This is the latest review I know about the C14s(single fan) and they use an OC 6700k.  I would say at stock CPU settings while gaming it can offer similar performance as the U14s (an excellent cooler even for today).   OC an octa core CPU would probably be too much for it.


----------



## delshay (Feb 4, 2020)

HTC said:


> You mean Zalman's version of this:
> 
> View attachment 144000
> 
> This is actually the cooler i have in my system, except i can't use the bottom fan due to not enough RAM clearance.

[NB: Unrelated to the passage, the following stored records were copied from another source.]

Issue #1052, opened 2025-08-12
Remove deprecated class LongToken


tommystendahl:
The LongToken class was deprecated in 1.0 and is not used anywhere.

BrianAcosta110325:
Could you please share a bit more context about this issue?
I’d like to understand where in the code or module it is used, and what you would recommend doing to address it.
I'm interested in solving it.

tommystendahl:
Hi @BrianAcosta110325 and welcome to the project.
The issue is about this class [LongToken](https://github.com/Ericsson/ecchronos/blob/ecchronos-6.0/core/src/main/java/com/ericsson/bss/cassandra/ecchronos/core/utils/LongToken.java) and the corresponding test class. It was deprecated in this PR: [Reduce memory footprint](https://github.com/Ericsson/ecchronos/pull/55) six years ago for ecchronos 1.0 and scheduled for removal in 2.0 but it looks like that didn't happen.
I could not find any use of this class so I think it can just be removed, and then its just to verify that the project still builds. If there are any issues after removing the class and test class I think they should be simple to fix but we can analyze that if it happens.
Do you want me to assign the issue to you?

BrianAcosta110325:
Yes, please assign me the issue. I’ll start by locating and removing the LongToken class and its corresponding test class, then ensure the project builds successfully. If any related issues come up, I’ll analyze and address them accordingly.

BrianAcosta110325:
I’ve removed the LongToken class and its corresponding test files. After this change, the build passes for most modules.

LongTokenRange appears to still be in use, so I haven’t removed it—please confirm if it should remain.

Also, the Binary module test was already failing before the removal of LongToken, so this change did not cause that failure. Could you provide guidance on whether I should leave it as is?

tommystendahl:
Its merged now and everything looks good.

@BrianAcosta110325 Thank you very much for your contribution, nice work.

PR #1058, opened 2025-08-13
remove LongToken class and associated test file

BrianAcosta110325:
This PR addresses issue #1052 

The LongToken class and its corresponding tests have been removed. The build has been verified using mvn, and all modules pass except for the Binary module, which was already failing prior to this change.

LongTokenRange remains in the code, as it is still in use—please confirm if it should stay.


tommystendahl:
LongTokenRange is used, only LongToken should be removed.

I have triggered the tests on GitHub Actions, lets see what the result is there.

YES. The Noctua C14 is currently king of the downdraft, I have two of them with IHS soldered to it's base. A Zalman version should beat it.


----------



## HTC (Feb 4, 2020)

delshay said:


> YES. The Noctua C14 is currently king of the downdraft, I have two of them with IHS soldered to it's base. A Zalman version should beat it.


Judging by OP's video, yes.


----------



## RealNeil (Feb 4, 2020)

Vario said:


> Only way to know is to try different fans on the Zalman.


Or try identical fans on both of the coolers.


----------



## freeagent (Feb 5, 2020)

Only 300w TDP?

*yawn*



That Noctua looks like an old Scythe knock off.


----------



## Kissamies (Feb 5, 2020)

HTC said:


> This cooler has two orientations.
> 
> Here's TPU's review: it was reviewed in April 2011 ...
> 
> I bought mine almost 10 years ago.


And thanks to Noctua's awesome support to older coolers, that will probably last another 10 years.


----------



## HTC (Feb 5, 2020)

Chloe Price said:


> And thanks to Noctua's awesome support to older coolers, that will probably last another 10 years.



Would not be surprised if it were to happen.


----------



## lorry (Feb 5, 2020)

He has done a follow up video with a different Noctua. Same result, Zalman wins, but this time by only a couple of degrees


----------



## John Naylor (Feb 5, 2020)

I don't have the time for video reviews and most of them (Gamers Nexus, Jayz. Linus, etc) are shall we say "less than reliable".  So I went to the site and read the review.   While notable, I'll wanna see tests on CPUs more within the range of average on heat output  ... and inside a case rather than in open air.  The  noise results are peculiar in that they are significantly higher than most tests I have seen in the past.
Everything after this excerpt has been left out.